# [MEETUP] Auckland, October 13th 2004 8:00 pm



## vonnagy (Sep 8, 2004)

Hey all you Kiwi lurkers out there, join me for the great Auckland Photographic meetup!  All you non-kiwis, you have 1 months to get your arse in gear and fly to Auckland to meet up with us 

click here to find out more!


----------



## Karalee (Sep 8, 2004)

Oh yeah... seeya next month...


I wish :roll:


----------



## LaFoto (Oct 13, 2004)

The meet-up is ON! NOW! WOW!
Can't wait to hear who was there and what will come out of it!!!!!!!!!


----------



## Corry (Oct 13, 2004)

Hey,yeah...it is!!!!!!  I'm wonderin about this myself....


----------



## vonnagy (Oct 15, 2004)

lol, more interest has come up from you guys than the actual turnout - I met a cool guy named kevin with the nikon d-70, we are definately going to be in touch for some photoshoots around the auckland area.

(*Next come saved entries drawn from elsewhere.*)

PR #659, opened 2020-01-12
Use explicit argument list, not splats, for StellarGraph constructor

huonw:
An explicit argument list is nicer in a few ways than the fully dynamic `*args`/`**kwargs` version, even when there's many arguments (or, maybe, especially when there are):

- means it's clear what the interface is for our upcoming refactoring, so we're less likely to break something accidentally
- it makes it clearer to users too, for at-a-glance documentation reading (e.g. a user who already knows the library may just need a reminder of how to spell an argument), e.g. `help(StellarGraph)` now says:
  ```
  ...
   |  Methods defined here:
   |  
   |  __init__(self, graph=None, is_directed=False, edge_weight_label='weight', node_type_name='label', edge_type_name='label', node_type_default='default', edge_type_default='default', feature_name='feature', target_name='target', node_features=None, dtype='float32')
   |      Initialize self.  See help(type(self)) for accurate signature.
  ...
  ```
- it integrates better into static analysis and code tools, e.g. PyCharm's argument listing and autocomplete:
  
  image
  image

This is work along the lines of #644.

### DIFF
--- a/stellargraph/core/graph.py
+++ b/stellargraph/core/graph.py
@@ -448,7 +448,8 @@ class StellarGraph:
 
 # A convenience class that merely specifies that edges have direction.
 class StellarDiGraph(StellarGraph):
-    def __init__(self,
+    def __init__(
+        self,
         graph=None,
         edge_weight_label="weight",
         node_type_name=globalvar.TYPE_ATTR_NAME,
--- a/stellargraph/core/graph.py
+++ b/stellargraph/core/graph.py
@@ -448,6 +448,28 @@ class StellarGraph:
 
 # A convenience class that merely specifies that edges have direction.
 class StellarDiGraph(StellarGraph):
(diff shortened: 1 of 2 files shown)


stellargraph/core/graph.py
```diff
@@ -115,11 +116,36 @@ class StellarGraph:
 
     """
 
-    def __init__(self, *args, **kwargs):
+    def __init__(
+        self,
+        graph=None,
```
kjun9: Does `graph` here need to be optional?
```suggestion
        graph,
```

huonw: Yeah, it's currently truly optional:

```python
>>> import stellargraph as sg
>>> sg.StellarGraph()
NetworkXStellarGraph: Undirected multigraph
    Nodes: 0, Edges: 0
```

There is always next month for you guys to join in


----------



## LaFoto (Oct 16, 2004)

Join in?
Me?
Next month?

Well, who helps me dig that hole through the centre of the earth, for all around is too far to go........

(Not that I wouldn't love to come and join you for a photographic expedition round Auckland, but...)


----------